Find the number of lines containing the string "from" in the data. Answer with the number by itself.

◆ **INPUT DATA**
● ● ●
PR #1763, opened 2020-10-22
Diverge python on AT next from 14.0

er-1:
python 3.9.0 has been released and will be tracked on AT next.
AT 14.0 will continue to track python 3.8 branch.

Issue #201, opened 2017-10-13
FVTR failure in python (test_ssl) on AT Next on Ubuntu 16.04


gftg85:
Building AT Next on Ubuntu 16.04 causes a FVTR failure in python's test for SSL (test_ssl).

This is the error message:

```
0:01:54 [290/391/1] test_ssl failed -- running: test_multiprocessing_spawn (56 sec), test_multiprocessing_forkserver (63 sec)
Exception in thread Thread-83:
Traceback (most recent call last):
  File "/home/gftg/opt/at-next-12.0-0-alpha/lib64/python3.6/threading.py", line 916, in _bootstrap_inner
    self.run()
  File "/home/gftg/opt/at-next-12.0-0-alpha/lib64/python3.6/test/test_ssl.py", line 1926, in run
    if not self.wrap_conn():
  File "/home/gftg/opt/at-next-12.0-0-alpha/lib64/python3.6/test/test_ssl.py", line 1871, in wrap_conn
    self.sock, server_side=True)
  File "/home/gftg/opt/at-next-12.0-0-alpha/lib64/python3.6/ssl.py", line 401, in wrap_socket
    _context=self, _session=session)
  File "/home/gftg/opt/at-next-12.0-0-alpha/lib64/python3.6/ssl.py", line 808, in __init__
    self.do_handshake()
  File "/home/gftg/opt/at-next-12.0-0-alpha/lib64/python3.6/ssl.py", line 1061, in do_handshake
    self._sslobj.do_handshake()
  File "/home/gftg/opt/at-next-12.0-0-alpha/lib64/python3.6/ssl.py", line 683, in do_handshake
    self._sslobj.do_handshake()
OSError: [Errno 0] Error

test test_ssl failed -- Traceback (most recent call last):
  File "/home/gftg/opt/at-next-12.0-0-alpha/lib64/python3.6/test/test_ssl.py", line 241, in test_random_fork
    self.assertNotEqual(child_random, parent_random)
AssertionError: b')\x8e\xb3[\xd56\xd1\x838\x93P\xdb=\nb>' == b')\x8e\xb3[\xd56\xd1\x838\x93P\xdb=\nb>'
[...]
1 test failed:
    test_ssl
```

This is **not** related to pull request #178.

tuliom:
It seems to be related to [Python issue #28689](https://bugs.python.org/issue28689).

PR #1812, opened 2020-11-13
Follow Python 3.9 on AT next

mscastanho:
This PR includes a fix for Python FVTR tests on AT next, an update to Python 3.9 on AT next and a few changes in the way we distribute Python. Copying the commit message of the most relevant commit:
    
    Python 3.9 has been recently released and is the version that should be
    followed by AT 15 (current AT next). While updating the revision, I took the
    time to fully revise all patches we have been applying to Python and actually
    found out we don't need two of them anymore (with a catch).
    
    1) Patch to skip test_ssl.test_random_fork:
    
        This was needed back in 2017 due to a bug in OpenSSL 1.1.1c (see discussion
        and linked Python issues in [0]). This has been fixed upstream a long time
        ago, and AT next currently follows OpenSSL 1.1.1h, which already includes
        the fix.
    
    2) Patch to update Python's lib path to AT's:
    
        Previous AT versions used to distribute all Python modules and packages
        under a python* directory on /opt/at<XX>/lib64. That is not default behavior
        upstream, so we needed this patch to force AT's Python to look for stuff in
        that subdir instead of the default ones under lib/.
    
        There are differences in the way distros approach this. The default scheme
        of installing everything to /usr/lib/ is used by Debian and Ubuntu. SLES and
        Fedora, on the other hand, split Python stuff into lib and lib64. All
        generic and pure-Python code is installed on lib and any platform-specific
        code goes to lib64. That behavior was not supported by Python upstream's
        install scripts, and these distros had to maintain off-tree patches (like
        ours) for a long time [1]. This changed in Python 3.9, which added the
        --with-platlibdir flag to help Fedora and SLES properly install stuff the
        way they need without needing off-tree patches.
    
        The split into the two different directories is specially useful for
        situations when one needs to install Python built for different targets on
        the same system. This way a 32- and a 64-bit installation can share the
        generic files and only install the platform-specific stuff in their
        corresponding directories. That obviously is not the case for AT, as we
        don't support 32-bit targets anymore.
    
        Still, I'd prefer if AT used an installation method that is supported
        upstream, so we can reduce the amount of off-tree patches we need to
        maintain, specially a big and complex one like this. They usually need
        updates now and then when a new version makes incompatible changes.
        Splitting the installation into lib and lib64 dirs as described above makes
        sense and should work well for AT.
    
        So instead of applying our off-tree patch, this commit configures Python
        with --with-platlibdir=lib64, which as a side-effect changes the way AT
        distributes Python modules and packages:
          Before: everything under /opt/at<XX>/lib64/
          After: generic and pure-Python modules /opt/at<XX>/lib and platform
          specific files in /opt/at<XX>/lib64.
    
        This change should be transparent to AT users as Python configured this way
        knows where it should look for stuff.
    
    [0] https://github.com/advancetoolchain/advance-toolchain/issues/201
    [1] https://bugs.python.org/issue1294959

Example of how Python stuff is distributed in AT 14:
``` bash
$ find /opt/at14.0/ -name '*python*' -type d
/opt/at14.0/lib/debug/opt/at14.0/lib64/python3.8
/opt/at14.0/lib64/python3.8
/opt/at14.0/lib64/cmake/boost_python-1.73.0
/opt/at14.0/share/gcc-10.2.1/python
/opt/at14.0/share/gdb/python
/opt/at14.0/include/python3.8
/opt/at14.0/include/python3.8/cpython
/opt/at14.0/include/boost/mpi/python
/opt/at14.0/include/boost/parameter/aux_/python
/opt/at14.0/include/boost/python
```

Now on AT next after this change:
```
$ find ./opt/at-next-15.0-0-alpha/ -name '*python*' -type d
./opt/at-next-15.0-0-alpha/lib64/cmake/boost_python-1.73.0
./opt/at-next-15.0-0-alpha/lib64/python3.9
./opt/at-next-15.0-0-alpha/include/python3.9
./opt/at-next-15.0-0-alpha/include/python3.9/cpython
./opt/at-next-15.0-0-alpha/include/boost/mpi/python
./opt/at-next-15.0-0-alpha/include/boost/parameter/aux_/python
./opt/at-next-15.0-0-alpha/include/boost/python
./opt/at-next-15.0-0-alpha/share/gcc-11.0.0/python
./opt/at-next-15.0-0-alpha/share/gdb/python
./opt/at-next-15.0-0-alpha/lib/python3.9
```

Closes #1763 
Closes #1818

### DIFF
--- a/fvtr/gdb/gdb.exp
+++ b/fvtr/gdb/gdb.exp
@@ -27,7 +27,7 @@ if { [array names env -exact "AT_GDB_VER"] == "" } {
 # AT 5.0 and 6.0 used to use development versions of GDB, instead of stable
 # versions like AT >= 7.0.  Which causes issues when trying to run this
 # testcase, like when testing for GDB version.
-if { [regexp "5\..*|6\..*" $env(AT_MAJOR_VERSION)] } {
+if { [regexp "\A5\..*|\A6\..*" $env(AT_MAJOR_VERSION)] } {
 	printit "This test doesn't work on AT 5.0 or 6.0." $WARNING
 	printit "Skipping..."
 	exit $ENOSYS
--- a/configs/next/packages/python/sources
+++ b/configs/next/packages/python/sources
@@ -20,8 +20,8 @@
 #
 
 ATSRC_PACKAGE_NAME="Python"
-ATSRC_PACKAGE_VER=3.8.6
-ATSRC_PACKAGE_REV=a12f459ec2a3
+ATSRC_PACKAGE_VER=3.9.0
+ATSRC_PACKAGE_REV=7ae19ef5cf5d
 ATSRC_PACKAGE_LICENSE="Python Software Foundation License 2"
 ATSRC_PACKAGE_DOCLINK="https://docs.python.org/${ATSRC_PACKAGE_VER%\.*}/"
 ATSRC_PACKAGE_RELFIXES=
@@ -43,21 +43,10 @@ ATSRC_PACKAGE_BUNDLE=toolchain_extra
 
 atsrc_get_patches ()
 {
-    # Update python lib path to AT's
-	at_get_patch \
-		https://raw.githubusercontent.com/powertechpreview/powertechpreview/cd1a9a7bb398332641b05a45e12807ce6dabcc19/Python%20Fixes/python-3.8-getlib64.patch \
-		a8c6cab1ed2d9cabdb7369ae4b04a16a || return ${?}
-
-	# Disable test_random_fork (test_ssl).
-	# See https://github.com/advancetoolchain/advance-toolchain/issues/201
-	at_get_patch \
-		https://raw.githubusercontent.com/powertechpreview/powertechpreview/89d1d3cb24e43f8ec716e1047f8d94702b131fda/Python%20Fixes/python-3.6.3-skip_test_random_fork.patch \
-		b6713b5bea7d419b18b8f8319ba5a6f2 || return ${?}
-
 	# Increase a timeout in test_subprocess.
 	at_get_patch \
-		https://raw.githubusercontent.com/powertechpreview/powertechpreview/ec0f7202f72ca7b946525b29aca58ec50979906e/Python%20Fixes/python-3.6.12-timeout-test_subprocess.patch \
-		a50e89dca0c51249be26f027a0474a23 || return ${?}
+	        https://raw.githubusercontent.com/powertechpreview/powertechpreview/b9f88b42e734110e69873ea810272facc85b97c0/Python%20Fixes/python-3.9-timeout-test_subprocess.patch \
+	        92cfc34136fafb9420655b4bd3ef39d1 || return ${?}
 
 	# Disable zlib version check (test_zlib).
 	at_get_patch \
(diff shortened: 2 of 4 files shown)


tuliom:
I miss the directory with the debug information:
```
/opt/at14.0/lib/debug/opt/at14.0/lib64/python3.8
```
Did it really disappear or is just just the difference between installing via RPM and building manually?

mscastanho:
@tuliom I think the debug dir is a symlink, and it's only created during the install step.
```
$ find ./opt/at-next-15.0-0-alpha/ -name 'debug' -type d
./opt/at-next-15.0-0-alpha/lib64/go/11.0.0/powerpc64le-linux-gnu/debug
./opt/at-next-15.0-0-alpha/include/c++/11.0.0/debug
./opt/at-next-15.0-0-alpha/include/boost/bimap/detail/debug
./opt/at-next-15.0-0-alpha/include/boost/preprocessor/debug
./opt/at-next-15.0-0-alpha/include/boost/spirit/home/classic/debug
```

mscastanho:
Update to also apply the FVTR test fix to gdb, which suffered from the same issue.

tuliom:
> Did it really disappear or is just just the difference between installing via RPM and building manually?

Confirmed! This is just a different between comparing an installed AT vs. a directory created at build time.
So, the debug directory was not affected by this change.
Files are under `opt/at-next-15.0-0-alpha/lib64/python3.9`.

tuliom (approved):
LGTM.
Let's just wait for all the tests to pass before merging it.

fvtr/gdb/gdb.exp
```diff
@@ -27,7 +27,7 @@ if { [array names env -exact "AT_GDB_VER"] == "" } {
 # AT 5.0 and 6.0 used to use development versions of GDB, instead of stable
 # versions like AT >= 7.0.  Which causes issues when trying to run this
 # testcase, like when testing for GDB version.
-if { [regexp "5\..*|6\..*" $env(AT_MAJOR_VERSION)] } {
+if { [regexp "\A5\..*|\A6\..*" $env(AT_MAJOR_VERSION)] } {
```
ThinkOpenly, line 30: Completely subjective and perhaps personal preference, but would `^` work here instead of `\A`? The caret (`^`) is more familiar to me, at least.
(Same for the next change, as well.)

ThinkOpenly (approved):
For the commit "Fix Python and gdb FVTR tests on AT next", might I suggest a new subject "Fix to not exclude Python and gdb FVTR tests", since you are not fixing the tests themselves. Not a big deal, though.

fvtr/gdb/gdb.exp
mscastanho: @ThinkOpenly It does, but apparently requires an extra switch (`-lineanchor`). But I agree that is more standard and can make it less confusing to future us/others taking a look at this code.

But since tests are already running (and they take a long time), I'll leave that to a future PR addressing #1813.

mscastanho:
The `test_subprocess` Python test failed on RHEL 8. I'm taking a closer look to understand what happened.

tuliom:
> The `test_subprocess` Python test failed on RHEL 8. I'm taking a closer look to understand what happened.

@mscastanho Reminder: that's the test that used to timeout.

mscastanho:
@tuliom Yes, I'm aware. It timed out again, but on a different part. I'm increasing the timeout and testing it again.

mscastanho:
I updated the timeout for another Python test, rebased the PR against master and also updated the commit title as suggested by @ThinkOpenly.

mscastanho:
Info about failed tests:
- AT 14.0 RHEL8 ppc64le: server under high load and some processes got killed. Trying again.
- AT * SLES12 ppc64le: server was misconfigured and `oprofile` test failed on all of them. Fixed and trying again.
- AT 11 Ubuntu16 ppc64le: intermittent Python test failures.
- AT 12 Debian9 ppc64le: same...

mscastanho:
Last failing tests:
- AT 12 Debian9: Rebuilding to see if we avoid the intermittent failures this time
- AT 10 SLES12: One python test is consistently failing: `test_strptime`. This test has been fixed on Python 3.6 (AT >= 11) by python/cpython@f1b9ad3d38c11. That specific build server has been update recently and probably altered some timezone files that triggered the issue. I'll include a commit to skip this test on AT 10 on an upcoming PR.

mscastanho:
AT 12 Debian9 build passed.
● ● ●
◆ **RESPONSE TO THIS TASK**
2